Work task: Search the listing for the word "const" and copy every line where it turns up.

* * *

PR #20389, opened 2019-10-01
feat: allow inspection of specific shared workers

miniak:
#### Description of Change
Added APIs to allow electron to get a list of shared web workers and then inspect 
a shared worker based on its ID.

#### Checklist
- [X] PR description included and stakeholders cc'd
- [X] `npm test` passes
- [X] tests are [changed or added](https://github.com/electron/electron/blob/master/docs/development/testing.md)
- [X] relevant documentation is changed or added
- [X] PR title follows semantic [commit guidelines](https://github.com/electron/electron/blob/master/docs/development/pull-requests.md#commit-message-guidelines)
- [x] [PR release notes](https://github.com/electron/clerk/blob/master/README.md) describe the change in a way relevant to app developers, and are [capitalized, punctuated, and past tense](https://github.com/electron/clerk/blob/master/README.md#examples).

#### Release Notes
Notes: Added ability to inspect specific shared workers: `contents.getAllSharedWorkers()` / `contents.inspectSharedWorkerById(workerId)`.

PR #20624, opened 2019-10-17
feat: add API for receiving logs from service workers

MarshallOfSound:
Pretty simple API here, plans are for the following

* `console-message` event.  Vaguely equivalent to the `console-message` event on the `webContents` API so that apps can capture logs from their service workers.
* `getWorkerInfoFromID()` Get service worker scope and script url for a given ID
* `getRunningWorkerInfos()` Get service worker scope, script url and id for all active workers

The second two APIs are blocked on a Chromium roll hence `WIP`, the event is already implemented.

TODO:
* [x] `console-message`
* [x] `getAll()`
* [x] `getFromVersionId()`
* [x] Docs
* [ ] Tests

Notes: Added `session.serviceWorkerContext` API to access basic service worker info and receive console logs from service workers.


miniak:
@MarshallOfSound Is `getRunningWorkerInfos()` a replacement for `webContents.getAllSharedWorkers()` added in #20389?

miniak:
@MarshallOfSound should we also deprecate `webContents.inspectServiceWorker()` and `webContents.inspectSharedWorker()` and replace it with a new API that supports any type of worker?

MarshallOfSound:
@miniak `SharedWorker` !== `ServiceWorker` afaik.  This APIs primary purpose is getting logs from service workers.  If we feel it's appropriate for this to work for _all_ workers that is substantially more complicated as service workers, shared workers and web workers are each very different things in Chrome

MarshallOfSound:
Removing WIP as this is ready for code review.  I'll work on tests shortly 👍

shell/browser/api/atom_api_service_worker_context.cc
```diff
@@ -0,0 +1,142 @@
...
+#include "shell/common/gin_helper/object_template_builder.h"
+#include "shell/common/node_includes.h"
+
+namespace electron {
+
+namespace api {
+
+namespace {
+
+std::string MessageSourceToString(
```
nornagon: gin converter?

shell/browser/api/atom_api_service_worker_context.cc
```diff
@@ -0,0 +1,142 @@
...
+    return "recommendation";
+  return "other";
+}
+
+base::DictionaryValue ServiceWorkerRunningInfoToDict(
+    const content::ServiceWorkerRunningInfo& info) {
+  base::DictionaryValue dict;
+  dict.SetStringPath("scriptUrl", info.script_url.spec());
+  dict.SetStringPath("scope", info.scope.spec());
+  dict.SetIntPath("renderProcessId", info.render_process_id);
```
nornagon: prefer `gin::Dictionary` unless there's a particular reason to go via `base::Value`. Even better, use `gin::DataObjectBuilder`.

shell/browser/api/atom_api_service_worker_context.cc
```diff
@@ -0,0 +1,142 @@
...
+
+}  // namespace
+
+ServiceWorkerContext::ServiceWorkerContext(v8::Isolate* isolate,
+                                           AtomBrowserContext* browser_context)
+    : browser_context_(browser_context), weak_ptr_factory_(this) {
+  Init(isolate);
+  service_worker_context_ =
+      content::BrowserContext::GetDefaultStoragePartition(browser_context_)
+          ->GetServiceWorkerContext();
```
nornagon: I don't think this object is guaranteed to have a shorter lifetime than the `ServiceWorkerContext` to which it refers, since it's retained by V8.

shell/browser/api/atom_api_service_worker_context.cc
```diff
@@ -0,0 +1,142 @@
...
+void ServiceWorkerContext::OnReportConsoleMessage(
+    int64_t version_id,
+    const content::ConsoleMessage& message) {
+  base::DictionaryValue details;
+  details.SetDoublePath("versionId", static_cast<double>(version_id));
+  details.SetStringPath("source", MessageSourceToString(message.source));
+  details.SetIntPath("level", static_cast<int32_t>(message.message_level));
+  details.SetStringPath("message", message.message);
+  details.SetIntPath("lineNumber", message.line_number);
+  details.SetStringPath("sourceUrl", message.source_url.spec());
```
nornagon: `DataObjectBuilder` here too

shell/browser/api/atom_api_service_worker_context.cc
```diff
@@ -0,0 +1,142 @@
...
+                            new ServiceWorkerContext(isolate, browser_context));
+}
+
+// static
+void ServiceWorkerContext::BuildPrototype(
+    v8::Isolate* isolate,
+    v8::Local<v8::FunctionTemplate> prototype) {
+  prototype->SetClassName(mate::StringToV8(isolate, "ServiceWorkerContext"));
+  gin_helper::ObjectTemplateBuilder(isolate, prototype->PrototypeTemplate())
+      .SetMethod("getAll", &ServiceWorkerContext::GetAllWorkerInfo)
```
nornagon: `getAllRunning` perhaps?

shell/browser/api/atom_api_service_worker_context.cc
```diff
@@ -0,0 +1,142 @@
...
+
+ServiceWorkerContext::~ServiceWorkerContext() {
+  service_worker_context_->RemoveObserver(this);
+}
+
+void ServiceWorkerContext::OnReportConsoleMessage(
+    int64_t version_id,
+    const content::ConsoleMessage& message) {
+  base::DictionaryValue details;
+  details.SetDoublePath("versionId", static_cast<double>(version_id));
```
nornagon: `int64_t` is bigger than `double` can hold. Use a `BigInt` or a string.

docs/api/service-workers.md
```diff
@@ -0,0 +1,62 @@
...
+### Instance Events
+
+The following events are available on instances of `ServiceWorkers`:
+
+#### Event: 'console-message'
+
+Returns:
+
+* `event` Event
+* `messageDetails` Object - Information about the console message
```
nornagon: this sort of makes me wonder why we even have an `Event` object

docs/api/service-workers.md
```diff
@@ -0,0 +1,62 @@
...
+  * `sourceUrl` String - The URL the message came from
+  * `lineNumber` Number - The line number of the source that triggered this console message
+
+Emitted when a service worker logs something to the console.
+
+### Instance Methods
+
+The following methods are available on instances of `ServiceWorkers`:
+
+#### `serviceWorkers.getAllRunning()`
```
nornagon: Would it be reasonable to add a `getAllRegistered` method here? Not necessarily in this PR, but as a followup?

docs/api/structures/service-worker-info.md
```diff
@@ -0,0 +1,5 @@
+# ServiceWorkerInfo Object
+
+* `scriptUrl` String - The full URL to the script that this service worker runs
+* `scope` String - The base URL that this service worker is active for.
+* `renderProcessId` Number - The virtual ID of the process that this service worker is running in.  This is not an OS level PID.  This aligns with the ID set used for `webContents.getProcessId()`.
```
nornagon: If we wanted to add e.g. methods for killing / restarting service workers, would they go on this object? e.g.

```
session.defaultSession.serviceWorkers.getAllRunning().forEach(sw => sw.shutdown())
```

or something else?

spec-main/api-service-workers-spec.ts
```diff
@@ -0,0 +1,99 @@
...
+
+  describe('getAllRunning()', () => {
+    it('should initially report none are running', () => {
+      expect(ses.serviceWorkers.getAllRunning()).to.deep.equal({})
+    })
+
+    it('should report one as running once you load a page with a service worker', async () => {
+      await emittedOnce(ses.serviceWorkers, 'console-message', () => w.loadURL(`${baseUrl}/index.html`))
+      const workers = ses.serviceWorkers.getAllRunning()
+      const ids = Object.keys(workers) as any[] as number[]
```
nornagon:
```suggestion
      const ids = Object.keys(workers)
```

spec-main/api-service-workers-spec.ts
```diff
@@ -0,0 +1,99 @@
...
+      expect(ids).to.have.lengthOf(1, 'should have one worker running')
+    })
+  })
+
+  describe('getFromVersionID()', () => {
+    it('should report the correct sciprt url and scope', async () => {
```
nornagon:
```suggestion
    it('should report the correct script url and scope', async () => {
```

docs/api/service-workers.md
MarshallOfSound: I think that's a large api-wg discussion about why we have this `event` object for everything

docs/api/service-workers.md
MarshallOfSound: If there's a Chromium API for it, yeah, can do 👍

docs/api/structures/service-worker-info.md
MarshallOfSound: Either that, or have `serviceWorkers.stopByVersionId(versionid)`

Issue #20557, opened 2019-10-13
SharedWorker broken in 7.0 beta


krisdages:
### Preflight Checklist

* [X ] I have read the [Contributing Guidelines](https://github.com/electron/electron/blob/master/CONTRIBUTING.md) for this project.
* [X ] I agree to follow the [Code of Conduct](https://github.com/electron/electron/blob/master/CODE_OF_CONDUCT.md) that this project adheres to.
* [X ] I have searched the issue tracker for an issue that matches the one I want to file, without success.

### Issue Details
This is a bug report specifically for the 7.0 beta. 

* **Electron Version:**
  * 7.0.0-beta.6
* **Operating System:**
  * Ubuntu 18.04 x64, Windows 10
* **Last Known Working Electron version:**
  * 6.0.12

### Expected Behavior
SharedWorker should be functional and *shared* when using
  a custom protocol to provide a proper origin.

### Actual Behavior
SharedWorker does not execute when loaded from custom protocol.
It does execute when page is loaded with the `file://` protocol, but this 
  defeats the purpose, since it is not shared between contexts.

Also noticed while diagnosing the issue:
Creating a SharedWorker with node integration enabled using a Data URL crashes 
the renderer.  I verified that this works in Electron 6, figured the cause might be related.

### To Reproduce
Install and run the following repo:

https://github.com/krisdages/electron-7-shared-worker-broken

$ git clone https://github.com/krisdages/electron-7-shared-worker-broken
$ npm install
$ npm start

Sorry, had it implemented before seeing the "electron fiddle" option. May try that next time.

Thanks for looking into this :)

PR #20625, opened 2019-10-18
fix: loading dedicated/shared worker scripts over custom protocol

deepak1556:
#### Description of Change

Closes https://github.com/electron/electron/issues/20557.
Closes https://github.com/electron/electron/issues/24715.

This is a two part fix,

**Part I: Fix crash when loading over data: protocol mentioned in the above issue**

This issue will appear only with nodeintegration enabled in the worker. Adds patch `worker_feat_add_hook_to_notify_script_ready.patch` that explains the root cause of this issue, I am gonna try upstreaming this, will see how it goes. The access to global properties from Node.js happens in `node::MaybeInitializeContext` which modifies the global object for primordials.

**Part II: Cannot load worker scripts over custom protocol**

After https://chromium-review.googlesource.com/c/chromium/src/+/1798250 we need to explicitly register custom URLLoaderFactories for dedicated/shared workers.

#### Checklist

- [ ] `npm test` passes

#### Release Notes

Notes:
* fix loading shared worker scripts over custom protocol
* fix crash when loading worker scripts with nodeIntegration enabled


deepak1556:
`WIP` to add some tests.

Dan-Shields:
Wouldn't know where to begin with writing the tests, but would love to see this merged, especially as v6 is now not supported and was the last version where shared workers worked!

krisdages:
I thought this had been ready to go for a while and just needed to be merged... I assumed there were tests in the last commit since it was approved...

codebytere:
macOS failures are: https://github.com/electron/electron/pull/24748. Will merge when woa finishes.

PR #20639, opened 2019-10-18

MarshallOfSound:
Backport of #20307

See that PR for details


MarshallOfSound:
> this is supposed to be for 6-1-x not 6-0-x right?

Yes but that branch doesn't exist yet, I put this PR up for CI.

MarshallOfSound:
This required cherry picking the V8 serializer and a `base::OnceCallback` converter in addition to the raw changes from the original PR 👍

* * *

Written solution:
+    const content::ServiceWorkerRunningInfo& info) {
+    const content::ConsoleMessage& message) {
+    const content::ConsoleMessage& message) {
+      const workers = ses.serviceWorkers.getAllRunning()
+      const ids = Object.keys(workers) as any[] as number[]
      const ids = Object.keys(workers)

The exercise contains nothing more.